(Saved entries)
+===+
PR #1588, opened 2020-06-11
[lxd] Add support for suspending instances

townsend2010:


townsend2010:
@Saviq,

> This doesn't survive reboots.

You mean if you "suspend", ie, freeze a VM, LXD doesn't remember the last state on host reboot?

> It really only does what it says on the tin - freezes the VM, doesn't store anything to disk.

That's a deficiency in LXD.  I plan to follow up with the LXD team, but this is the best LXD gives us for this.

Saviq:
> > 
> 
> That's a deficiency in LXD. I plan to follow up with the LXD team, but this is the best LXD gives us for this.

Sure, and we should error out on `multipass suspend` until such a time that it actually works with LXD.

townsend2010:
> we should error out on multipass suspend until such a time that it actually works with LXD

Oh, ok, I thought partial support was better than erroring out, but I'm fine with that.  I'll fix up this PR to strip out the suspend logic and throw the error instead.

townsend2010:
This is replaced by #1604.

PR #1599, opened 2020-06-16
[lxd] Fix slow startup of daemon when getting image info

townsend2010:
- Use LXD's store image info instead of querying SimpleStreams.
- Make getting SimpleStreams manifest updates run in a separate thread.


townsend2010:
This is superseded by #3153.

PR #1603, opened 2020-06-17
[cosmetic] Reorder util functions into small lumps

ricab:
Hopefully easier to sift through this way.


ricab:
@townsend2010 how about now?

ricab:
Gahh we shouldn't have such differences outside of platform

ricab:
@townsend2010 I aligned the utils with the other side: brought extra ones from there and also added a missing log message. They are not used here ATM but they could be, so I think this makes more sense than tying to any platform.

townsend2010:
@ricab,

I totally agree that the utils shouldn't be platform/branch dependent, thanks for fixing that- it's been bugging me for some time now and just never did it myself :smiley:

townsend2010:
bors merge

PR #1604, opened 2020-06-17
[lxd] Disable suspend support

townsend2010:


src/platform/backends/lxd/lxd_virtual_machine.cpp
```diff
@@ -204,10 +204,6 @@ mp::LXDVirtualMachine::LXDVirtualMachine(const VirtualMachineDescription& desc,
 
 mp::LXDVirtualMachine::~LXDVirtualMachine()
 {
-    update_suspend_status = false;
-
-    if (current_state() == State::running)
-        suspend();
```
Saviq, line 210: (I know I answered a question about this differently before… sorry…)

Wouldn't shutting it down be more consistent? The only other platform that can't suspend (hyperkit) does that. I know, because we're the parent anyway - but leaving VMs running feels wrong.

townsend2010: @Saviq,

Sure, I have no problem doing that.

townsend2010: @Saviq,

Actually, having thought about it some more on a walk, I don't think stopping the instance on `multipassd` shutdown is the right thing to do.  If `snapd` decides to update Multipass (or any other reason the daemon may shutdown), I don't want whatever a user is doing in (an) instance(s) to be lost, so either we should leave it running or freeze it.

Saviq: IMO "`snapd` deciding to update" is much different than "any other reason"… The other reason for a clean shutdown would be `snap stop multipass`. We don't want VMs to stay on.

But for refresh, we can have a refresh hook that stores a file in `$SNAP_DATA` and we can NOOP on shutdown based on that. The launch script should then clear that file.

townsend2010: Ok, I see what you mean.  I guess you're most concerned about leaving any `qemu` processes running when the intention is to shut down Multipass for some period of time, right?

It's difficult, from the daemon's perspective, to understand why it's being shut down.  The refresh stuff you suggest does help with that case.  However, I think that should be for a different PR and this PR will unilaterally shut down any running instances when the daemon exits.

townsend2010: This is done.

tests/lxd/test_lxd_backend.cpp
```diff
@@ -256,6 +260,57 @@ TEST_F(LXDBackend, machine_persists_and_sets_state_on_shutdown)
...
+            outgoingData->open(QIODevice::ReadOnly);
+            auto data = outgoingData->readAll();
+            auto op = request.attribute(QNetworkRequest::CustomVerbAttribute).toString();
+            auto url = request.url().toString();
+
+            if (op == "GET")
+            {
+                if (url.contains("1.0/operations/b043d632-5c48-44b3-983c-a25660d61164"))
+                {
+                    vm_shutdown = true;
```
Saviq, line 280: Is this actually `vm_shutdown`? And not… `waiting`?

tests/lxd/test_lxd_backend.cpp
```diff
@@ -256,6 +260,57 @@ TEST_F(LXDBackend, machine_persists_and_sets_state_on_shutdown)
...
+                    else
+                    {
+                        return new mpt::MockLocalSocketReply(mpt::vm_state_fully_running_data);
+                    }
+                }
+            }
+            else if (op == "PUT" && url.contains("1.0/virtual-machines/pied-piper-valley/state") &&
+                     data.contains("stop"))
+            {
+                return new mpt::MockLocalSocketReply(mpt::stop_vm_data);
```
Saviq, line 298: Shouldn't we track `stop_requested` here?

tests/lxd/test_lxd_backend.cpp
```diff
@@ -531,32 +602,36 @@ TEST_F(LXDBackend, lxd_request_wrong_json_throws)
...
+        });
 
     mp::LXDVirtualMachine machine{default_description, stub_monitor, mock_network_access_manager.get(), base_url};
 
-    ASSERT_EQ(machine.current_state(), mp::VirtualMachine::State::stopped);
-
-    machine.suspend();
-
-    EXPECT_EQ(machine.current_state(), mp::VirtualMachine::State::stopped);
+    EXPECT_THROW(machine.suspend(), std::runtime_error);
```
Saviq, line 631: Don't want to be a bit more selective? Check the message?

townsend2010: You can't (easily) check the message when using `EXPECT_THROW`.  You can only check the type.  The only way to more selective to use a different exception type and expect that.

tests/lxd/test_lxd_backend.cpp
townsend2010: So this is just the `bool` to say that the client requested the `GET` of the `operations` URL and that we dictated   the VM did indeed fully shut down.  It's basically used to indicate that the client went through all of its logic to know that the vm is fully shut down.

tests/lxd/test_lxd_backend.cpp
townsend2010: Yeah, we probably should check for that.

tests/lxd/test_lxd_backend.cpp
Saviq: Oh right, the return below says the operation completed, which means the VM is shut down. My bad.

tests/lxd/test_lxd_backend.cpp
Saviq: Yeah, which I commented a bit more about in #1604 review. I feel like this isn't dissimilar to catching a `std::runtime_error` - a bit broad…

We could use the mock logger to check the message, though, couldn't we?

townsend2010: Actually, as @ricab mentioned in chat, there are the exception + message checks in `extra_assertions.h`.  I will use that.

tests/lxd/test_lxd_backend.cpp
townsend2010: Done

tests/lxd/test_lxd_backend.cpp
townsend2010: Ok, I think keeping it a `std::runtime_error` is fine here, but the test now checks the string to make sure it's the expected message since that is really what we care about.

tests/lxd/test_lxd_backend.cpp
```diff
@@ -628,7 +631,10 @@ TEST_F(LXDBackend, unsupported_suspend_throws)
 
     mp::LXDVirtualMachine machine{default_description, stub_monitor, mock_network_access_manager.get(), base_url};
 
-    EXPECT_THROW(machine.suspend(), std::runtime_error);
+    const auto throw_msg_matcher = mp::make_optional(StrEq("suspend is currently not supported"));
```
Saviq, line 634: Why `optional`?

townsend2010: lol, actually, no reason other than I copied that from other code and didn't think about it :smiley:   Will fix.

townsend2010: Ok, fixed this.

PR #1613, opened 2020-06-22
[virtual_machine_factory] Introduce new base class common implementation

townsend2010:
This allows for the various virtual machine factories to use a base class implementation
for defaults to cut down on code reuse.


Saviq:
This is fine.

bors merge

PR #1627, opened 2020-07-01
[travis] use clang-10

Saviq:


.travis.yml
```diff
@@ -41,10 +41,10 @@ jobs:
 
       addons:
         apt:
-          packages: [clang-format-9]
+          packages: [clang-format-10]
```
ricab, line 44: How about we make the dependency explicit?

```suggestion
          packages: [clang-10, clang-format-10]
```

Saviq: No, this bit only does the formatting, it doesn't need the compiler.

Saviq:
> Thank you, this is quite welcome, but the build is bound to fail... We can fix in separate PRs though. One such fix is in #1626 already.

Sure, I actually wanted to ensure it does, indeed, fail.

.travis.yml
ricab: Ah sorry, clang-10 is installed in the other one. I suppose this is just for conformity.

Saviq:
Green!

bors merge a=ricab a=Saviq r=Saviq

PR #1629, opened 2020-07-01
Fix warning-errors in clang build

ricab:


ricab:
Stacked on top of #1627. Changed base to that to check if GH has improved in that regard lately.

Issue #1004, opened 2019-08-28
Use xterm-256color


Paris:
`multipass shell` should set the `$TERM` variable to `xterm-256color` or preferrably the same value of the variable set by the environment where it was invoked, at the moment it's just `xterm` which isn't ideal.

jsilvermoslearn:
is there a workaround for this? a way to export shell env vars that multipass passes to the login shell?

thanks

flying-sausages:
@jsilvermoslearn you can SSH into your VM which will work the way I assume you'd expect

uishon:
Any chance to solve this issue on Windows as well? Just tried it out on 1.4.0 and when I `multipass shell` on Windows, `TERM` is still set to `xterm` and not `xterm-256color`. If I `ssh` to that same multipass instance, `TERM` is set up correctly. But, I prefer using `multipass shell`...

PR #1630, opened 2020-07-02
Switch to ssh_channel_request_pty_size to set TERM explicitly

davidkrauser:
Previously, all Multipass sessions used the default TERM value "xterm". With this change, we pull TERM in from the environment and set it explicitly.

Cleaned up the code that updates the pty size. This makes it simpler to pull in geometry values for the initial call to request a channel.

Also removed unused setup_environment method in Console. I can revert this commit if we want this to stick around.

This fixes: #1004

### DIFF
--- a/src/platform/console/unix_console.cpp
+++ b/src/platform/console/unix_console.cpp
@@ -21,32 +21,41 @@
 
 #include <sys/ioctl.h>
 
+#include <cstdlib>
+
 namespace mp = multipass;
 
 namespace
 {
-mp::Console::ConsoleGeometry last_geometry{0, 0};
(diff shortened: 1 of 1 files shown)


Saviq:
Thanks @davidkrauser, we'll check it out and get it in asap :)

Saviq:
bors try

davidkrauser:
Hi @ricab - thanks for the review. I dropped the conflicting commit and pushed up a bugfix for an edge case I missed if TERM is unset :-)

ricab:
Alright, thanks again for this.

bors try

PR #1639, opened 2020-07-13
[lxd/snap] Do not stop instances during snap refresh

townsend2010:


src/platform/backends/lxd/lxd_virtual_machine.cpp
```diff
@@ -179,7 +180,7 @@ mp::LXDVirtualMachine::~LXDVirtualMachine()
 {
     update_shutdown_status = false;
 
-    if (state == State::running)
+    if (state == State::running && !QFileInfo::exists(mp::utils::snap_common_dir() + "/snap_refresh"))
```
+===+
Go through the data above and copy each line in which "utils" appears.

@townsend2010 I aligned the utils with the other side: brought extra ones from there and also added a missing log message. They are not used here ATM but they could be, so I think this makes more sense than tying to any platform.
I totally agree that the utils shouldn't be platform/branch dependent, thanks for fixing that- it's been bugging me for some time now and just never did it myself :smiley:
+    if (state == State::running && !QFileInfo::exists(mp::utils::snap_common_dir() + "/snap_refresh"))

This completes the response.